*Task goal:* Scan the entries that follow for the word "included", then report every line in which it appears.

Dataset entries
.....
Issue #5654, opened 2024-10-01
Add COSMIC runtime


jackpot51:
According to https://docs.flathub.org/docs/for-app-authors/runtimes/#submission-process, "Runtime developers may submit a ticket to the Flathub issue tracker requesting that their runtime be added to Flathub."

I am working on a runtime for COSMIC applications to simplify some common items, namely installing `just` and the required icon themes. The source code can be found here: https://github.com/pop-os/cosmic-flatpak-runtime/. The guidelines around runtimes are sparse, and I need help to understand them. For example, there is a listed requirement "CI/CD workflow: Flathub uploads must be automated as a part of the regular build/update process for the runtime, so that security updates are not delayed". I would of course want to do this, but I do not have the ability to upload to flathub at this time so I am unable to test such CI.

This would simplify #5649 and #5648, I'm requesting review by @bbhtt who has reviewed these COSMIC apps.

bbhtt:
Having another runtime is probably not worth it due to the maintenance overhead of maintaining multiple branches, guaranteeing security updates/rebuilds and ABI/API compatibility and also to prevent fragmentation for end users.

Unless you have several 100s of modules like KDE has for Qt + KDE components.

Looking at the modules, `just` seems to be a build only dependency and isn't needed by end users (runtimes are installed by end users). The rest are icon and theme which only account for a few MBs.

What you most likely want is a baseapp similar to the Elementary baseapp we have?

bbhtt:
> A baseapp could be good, is there an example of an app derived from the elementary baseapp?

Elementary moved things to their own store a while ago, so we don't get regular submissions for it. But there is a bunch of older ones using it. https://github.com/search?q=org%3Aflathub+%22io.elementary.BaseApp%22&type=code&p=1

jackpot51:
Thanks, I will look into this.

jackpot51:
Would a base app mean that the icons would be included in every app deriving from it, or would they just be downloaded once?

jackpot51:
If I want to make a baseapp, what do I do next?

jackpot51:
So, if two apps use the same baseapp with the icons, will they be stored on disk just once?

jackpot51:
This sounds ideal, then, and simpler than a runtime by far.

PR #5655, opened 2024-10-01
Add com.system76.Cosmic.BaseApp

jackpot51:

A COSMIC BaseApp that Includes the just command runner, pop-icon-theme, and cosmic-icons which most COSMIC applications need.

- [x] I am an author/developer/upstream contributor of the project. If not, I contacted upstream developers about this submission.

### DIFF
--- a/com.system76.CosmicBaseApp.json
+++ b/com.system76.CosmicBaseApp.json
@@ -1,0 +1,63 @@
+{
+    "id": "com.system76.CosmicBaseApp",
+    "branch": "master",
+    "runtime": "org.freedesktop.Platform",
+    "sdk": "org.freedesktop.Sdk",
+    "runtime-version": "24.08",
+    "modules": [
+        {
+            "name": "just",
+            "buildsystem": "simple",
+            "build-commands": [
+                "install -Dm0755 just /app/bin/just"
+            ],
+            "sources": [
+                {
+                    "type": "archive",
+                    "strip-components": 0,
+                    "dest-filename": "just.tar.gz",
+                    "url": "https://github.com/casey/just/releases/download/1.35.0/just-1.35.0-x86_64-unknown-linux-musl.tar.gz",
+                    "sha256": "c4172306e241bd175c07316156a610593fa2b687ac49418520a375605d7cead4",
+                    "only_arches": [
+                        "x86_64"
+                    ]
+                },
+                {
+                    "type": "archive",
+                    "strip-components": 0,
+                    "dest-filename": "just.tar.gz",
+                    "url": "https://github.com/casey/just/releases/download/1.35.0/just-1.35.0-aarch64-unknown-linux-musl.tar.gz",
+                    "sha256": "a94c75426239fce8c1e7fdfccd20d60d987924f91ac45c843a14cd72d4d71e73",
+                    "only_arches": [
+                        "aarch64"
+                    ]
+                }
+            ]
+        },
+        {
+            "name": "pop-icon-theme",
+            "buildsystem": "meson",
+            "sources": [
+                {
+                    "type": "archive",
+                    "url": "https://github.com/pop-os/icon-theme/archive/refs/tags/v3.5.1.tar.gz",
+                    "sha256": "92e73f252e5e9c8a1124623a7d421410ef43c798a4a992955e6eb4f666f5c8a0"
+                }
+            ]
+        },
+        {
+            "name": "cosmic-icons",
+            "buildsystem": "simple",
+            "sources": [
+                {
+                    "type": "archive",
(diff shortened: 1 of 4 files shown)


jackpot51:
This replaces the COSMIC runtime proposed in #5654, and will simplify COSMIC application submissions #5648 and #5649. Requesting review by @bbhtt, who recommended this approach.

com.system76.CosmicBaseApp.json
```diff
@@ -0,0 +1,63 @@
+{
+    "id": "com.system76.CosmicBaseApp",
+    "branch": "1.0.0-alpha.2",
```
bbhtt, line 3: Does these components have an API/ABI involved ? Or apps are supposed to always use the latest version of theme from here ?

If so I'd drop the `branch`.

jackpot51:
Can I use finish_args here to allow COSMIC applications by default to access the settings daemon dbus service and the cosmic config folder?

com.system76.CosmicBaseApp.json
jackpot51: There are no ABI/API versioned components here as of now.

jackpot51: I have removed `branch`

wash2:
`separate-locales: false` is included in the elementary base app. Should we disable that as well?

bbhtt:
> `separate-locales: false` is included in the elementary base app. Should we disable that as well?

Currently no locale is produced here, but sure it's fine to add it.

bbhtt:
bot, build com.system76.CosmicBaseApp

hfiguiere:
there should be a script to cleanup stuff like `just` that is not needed at runtime.

also what toolkit does COSMIC uses?

jackpot51:
COSMIC uses libcosmic, which is statically compiled. Just is left in as it is the default build system for COSMIC applications.

jackpot51:
I think I can add the just cleanup because it will be available for the build of an app based on this, right?

hfiguiere:
> I think I can add the just cleanup 

if you do that, there is virtually no point in having that package.

bbhtt:
> there should be a script to cleanup stuff like just that is not needed at runtime.

Yea I'd had a script like this https://github.com/flathub/com.riverbankcomputing.PyQt.BaseApp/blob/d86580d472384d877a366d5aba3b61e79bcce1f3/com.riverbankcomputing.PyQt.BaseApp.yaml#L20-L28

Apps just add it in `cleanup-commands` https://github.com/flathub/com.riverbankcomputing.PyQt.BaseApp?tab=readme-ov-file#how-to-use like this:

```
cleanup-commands:
  - /app/cleanup-BaseApp.sh
```

> I think I can add the just cleanup because it will be available for the build of an app based on this, right?

No, cleanups run at the end of the build, so if you add it here the baseapp won't have `just`

jackpot51:
I have added a cleanup script

bbhtt:
bot, build com.system76.CosmicBaseApp

jackpot51:
The errors are  "finish-args-not-defined" and "toplevel-no-command". I don't believe either finish-args or a command should be defined, they are not for io.elementary.BaseApp.

jackpot51:
Should I submit a PR for exceptions?

jackpot51:
It looks like there is a problem with the ID being used. It needs to end with ".BaseApp". https://github.com/flathub-infra/flatpak-builder-lint/blob/6ca3f8131fed842123f82e1bc4b8f03bbef9069d/flatpak_builder_lint/checks/appid.py#L29

Is it okay if I change the ID to be `com.system76.Cosmic.BaseApp`?

jackpot51:
I have changed the ID and verified locally that it passes the linter.

jackpot51:
I have added flathub.json in order to skip appstream checks: https://github.com/flathub/io.elementary.BaseApp/blob/branch/juno-23.08/flathub.json

bbhtt:
Ah yea you need to end the ID with `.BaseApp` that's how the linter skips checks on it that don't matter. I forgot about that.

The `flathub.json` is unused, those parameters were dropped.

bot, build com.system76.Cosmic.BaseApp

jackpot51:
I have deleted flathub.json

jackpot51:
Yes, it is

jackpot51:
@barthalion if it helps, I can add a `branch`. It was recommended to drop it as we don't have any ABI components, in https://github.com/flathub/flathub/pull/5655#discussion_r1783226509

jackpot51:
@bbhtt or @barthalion, what else do I need to do for this?

bbhtt:
PR is ok, I think barthalion is just busy, usually barthalion handles the merges.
.....
*Solution below:*
Would a base app mean that the icons would be included in every app deriving from it, or would they just be downloaded once?
`separate-locales: false` is included in the elementary base app. Should we disable that as well?
> `separate-locales: false` is included in the elementary base app. Should we disable that as well?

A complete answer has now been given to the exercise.